Im zweiten Teil geht es um den Aufweis einer anthropologischen Ethik auf der Basis der Objektität des Bewusstseins. Haben wir die Subjekt-Objekt-Dichotomie überwunden, lässt sich die Ethik transzendental verankern. Hierzu muss der metaobjektitäre Entwicklungsprozess des Bewusstseins betrachtet werden: Die Entwicklungsgrundlage ist offen, der Entwicklungsprozess frei. Das aber verweist uns darauf, dass der jeweilige Leib, in dem sich das Bewusstsein verwirklicht, so und nicht anders geworden ist. Dieses Gewordene kann aber auf dieser metaempirischen Grundlage nur gut sein. Im Umgang mit unserer Leiblichkeit zeigt sich aber geradezu eine Verleugnung, der im Zwang, seine „Nacktheit“ zu verhüllen, zum Ausdruck kommt. Zurückzuführen ist dies darauf, dass wir unsere biologische Geschlechtlichkeit als identitätsstiftend begreifen, obwohl es sich bei den Geschlechtsorganen nur um sekundäre, akzidenzielle Merkmale handelt; die eigentliche Identität ist die Spezies, das Menschsein. Aus dieser Identitätsverkennung ergeben sich zahlreiche Schwierigkeiten mit teils katastrophalen Folgen. Eine kritische Untersuchung der Scham, aber auch der sprachlichen Entwicklung etwa in den Versuchen einer „geschlechterneutralen“ Bezeichnungsweise zeigt die Fehlentwicklungen, denn dadurch werden die Diskriminierungen nicht überwunden, sondern vielmehr weiter festgeschrieben.

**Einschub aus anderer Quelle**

PR #6552, opened 2026-05-04
Migrate old shell-based wasix tests to the new format in wasmer-wasix

Arshia001:


lib/wasix/tests/wasm_tests/libc_tests.rs
```diff
@@ -18,3 +61,50 @@ wasm_test!(
     "variadic-args",
     stdout = "Printing 5, 6, 0, 42"
 );
+
+#[test]
+#[ignore = "file-backed mmap writeback does not currently persist under WasiRunner"]
+fn test_msync_end_of_file() {
```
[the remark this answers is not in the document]
Arshia001: old tests were wrong and weren't catching the impl being wrong, so non-issue

lib/wasix/tests/wasm_tests/context_switching.rs
```diff
@@ -93,3 +110,18 @@ wasm_test!(
     test_contexts_with_setjmp,
     "contexts_with_setjmp"
 );
+
+#[test]
+#[cfg(unix)]
+fn test_legacy_process_switching() {
```
marxin: Can't we manually create 6 invocations of `wasm_test!` macro instead of this loop?

lib/wasix/tests/wasm_tests/libc_tests/msync-end-of-file/main.c
```diff
@@ -22,7 +22,7 @@ int main() {
   fstat(fd, &statbuf);
   size_t filesize = statbuf.st_size;
 
-  data = mmap(NULL, 3, PROT_READ | PROT_WRITE, MAP_PRIVATE, fd, 3);
```
marxin, line 25: Why are these changes needed?

lib/wasix/tests/wasm_tests/fd_tests.rs
```diff
@@ -1,3 +1,54 @@
...
+    }
+
+    if path.is_dir() {
+        let _ = fs::remove_dir_all(path);
+    } else {
+        let _ = fs::remove_file(path);
+    }
+}
+
+fn run_fd_test(test_name: &str, cleanup_paths: &[&str]) {
```
marxin: There's a only one invocation of `run_fd_test`, can we inline it directly into caller? And note the `cleanup_paths` is an empty slice.

lib/wasix/tests/wasm_tests/libc_tests.rs
```diff
@@ -1,3 +1,46 @@
+use std::fs;
+use std::path::Path;
+
+use super::{run_build_script, run_wasm_with_result};
+
+fn remove_path_if_exists(path: &Path) {
```
marxin: A duplicated code `remove_path_if_exists` - can we move it to a shared place?

lib/wasix/tests/wasm_tests/mod.rs
```diff
@@ -112,18 +115,95 @@ mod socket_tests;
...
+use tracing_subscriber::EnvFilter;
+use tracing_subscriber::fmt::MakeWriter;
+use tracing_subscriber::layer::SubscriberExt;
 use wasmer_wasix::VirtualFile as VirtualFileTrait;
 use wasmer_wasix::runners::MappedDirectory;
 use wasmer_wasix::runners::wasi::{RuntimeOrEngine, WasiRunner};
 use wasmer_wasix::runtime::module_cache::{HashedModuleData, ModuleCache};
 use wasmer_wasix::virtual_fs::{AsyncRead, AsyncSeek, AsyncWrite};
 
+static TRACE_SUBSCRIBER_INIT: OnceLock<()> = OnceLock::new();
```
marxin, line 216: Why do we need it? Can't we just stick to `RUST_LOG=trace cargo t --nocapture` if anybody needs to debug a failing test-case?

lib/wasix/tests/wasm_tests/path_tests.rs
```diff
@@ -15,6 +17,22 @@ fn remove_path_if_exists(path: &Path) {
     }
 }
 
+fn run_path_test_stdout_0(test_name: &str, cleanup_paths: &[&str]) {
+    let wasm = run_build_script(file!(), test_name).unwrap();
+    let test_dir = wasm.parent().unwrap();
+    for path in cleanup_paths {
```
marxin: Generally speaking, can't we rather build and run the tests in a temporary folder so that we don't have to clean up files afterwards?

lib/wasix/tests/wasm_tests/path_tests.rs
```diff
@@ -24,24 +42,98 @@ fn test_chdir_getcwd() {
 }
 
 #[test]
-fn test_create_move_open() {
-    let wasm = run_build_script(file!(), "create-move-open").unwrap();
+fn test_closing_pre_opened_dirs() {
+    run_path_test_stdout_0("closing-pre-opened-dirs", &[]);
```
marxin: What prevents us migrating that to the newly introduced `wasm_test` macro?

marxin (changes requested):

lib/wasix/tests/wasm_tests/path_tests.rs
Arshia001: the fact that the old tests have C code that prints a "0" to stdout and we check for it... which is weird, granted, but also changing the sources is more work, which I decided against since my goal of "move stuff to proper rust-based tests" is already achieved. Can do the extra work if you feel it's necessary, @marxin

lib/wasix/tests/wasm_tests/libc_tests/msync-end-of-file/main.c
Arshia001: They're not, the mmap/msync tests don't really work, so it doesn't really matter what we put in them... once we fix msync, we can go back to these and make sure they're in the right shape. I'm keeping them around in the interest of not losing the C sources completely.

lib/wasix/tests/wasm_tests/context_switching.rs
Arshia001: we _can_, but that would require argv support in wasm_test!, which is not a bad idea anyway. adding it in.

lib/wasix/tests/wasm_tests/mod.rs
Arshia001: no, because:

1. the tests do not automatically install a subscriber, so running with `RUST_LOG` will have no effect; the usual output comes from the logging setup in the wasmer CLI, which the tests do not use
2. some of the tests actually need to inspect tracing output to ensure things happened in the correct order.

lib/wasix/tests/wasm_tests/path_tests.rs
Arshia001: We can, this is just a direct port of the existing code. will do this.

lib/wasix/tests/wasm_tests/libc_tests/msync-end-of-file/main.c
theduke: Can we add a comment here than that this test is basically broken?

theduke (approved):
Can you write a wasm_tests/README.md that explains how tests are structured, how to add tests and how to run them?

lib/wasix/tests/wasm_tests/path_tests.rs
marxin: Well, given the support for the optional macro arguments, can't we just use: `wasm_test!(test_x, "x", stdout = "0");`

.github/workflows/test.yaml
```diff
@@ -793,6 +743,9 @@ jobs:
           target = "${{ matrix.metadata.target }}"
           EOF
         if: matrix.metadata.target
+      - name: Install wasixcc
+        uses: wasix-org/wasixcc@v0.4.3
+        if: matrix.stage.install_wasixcc == true && (matrix.metadata.build == 'linux-x64' || matrix.metadata.build == 'linux-arm64' || matrix.metadata.build == 'linux-musl')
```
marxin: Don't like how we combine a matrix property with a filter, what about directly doing:
`matrix.description == "CLI integ. tests" && startsWith(matrix.metadata.build, 'linux')`

Arshia001: Done. I try not to rely on string comparisons too much, but happy to do this since you're the runtime person!

lib/wasix/tests/wasm_tests/libc_tests/msync-end-of-file/main.c
Arshia001: the #[ignore] comment already clearly mentions this:

```
test wasm_tests::libc_tests::test_msync_end_of_file ... ignored, file-backed mmap writeback does not currently persist under WasiRunner
```

lib/wasix/tests/wasm_tests/path_tests.rs
Arshia001: true. fixed.

marxin (approved):
Thanks for addressing my comments, it's much better now ;)

PR #6554, opened 2026-05-04
wasm bindgen update to the latest

maksimryndin:
Hey guys!

thanks for the fantastic work!

The pr updates the trap conversion from the raw pointer for the latest `wasm-bindgen` as there is now a transparent wrapper types over `u32` (https://github.com/wasm-bindgen/wasm-bindgen/blob/0.2.120/src/rt/mod.rs#L366.

(the initial approach was a transmute to avoid importing the hidden public type of `WasmPtr` but clippy requires an explicit type, so probably it is actually future proof to import to ensure if something changes in future upgrades, it explicitly stops compiling)

Would it be possible to roll this change to the version 7.1.* as well?


marxin:
Thank you for the your PR.

> Would it be possible to roll this change to the version 7.1.* as well?

Sorry, but we're not planning any 7.1 minor release as of now.

marxin (approved):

Auf dieser Basis wird im dritten Teil auf einige praktische Aspekte eingegangen, die sich mit dem neuen Prinzip des Nudare aude! ergeben. Ein Blick auf die Freikörperkultur offenbart Ansätze zu einem anderen Umgang mit der eigenen Leiblichkeit, aber auch die Schwierigkeiten und Unzulänglichkeiten, die den bisherigen historischen Versuchen anhaften. Eingegangen wird auf Vorbehalte gegenüber dem öffentlichen Nacktsein, aber auch auf einige Inkonsequenzen etwa im Hinblick auf kritische Stimmen zur Verschleierung von Frauen im Islam. All dies macht deutlich, wie wichtig eine philosophische Grundlegung ist, wie sie die Analyse der Objektität des Bewusstseins durchgeführt hat, denn sie zeigt, dass eine Vollendung der Aufklärung und eine Fortsetzung der trotz aller Einschränkungen verheißungsvollen Zivilisation der Menschheit nur möglich ist, wenn die fundamentale Entfremdung überwunden wird, die sich aus der unhintergehbaren Leiblichkeit des im Menschen sich verwirklichenden Bewusstseins ergibt. Dem steht nun der Würdebegriff des Menschen entgegen, hat er doch seinen Ursprung gerade in der Spaltung des menschlichen Subjekts von seinem biologischen Leib. Die „Wiedervereinigung“ ohne Preisgabe der Idee der Menschenwürde scheint also nur möglich zu sein, wenn aus der philosophischen Erkenntnis auch ein entsprechendes Handeln folgt. Die Schlussfolgerungen aus der Objektität des Bewusstseins verweisen so letztendlich auf die Praxis, wie es für eine Ethik nicht anders sein kann.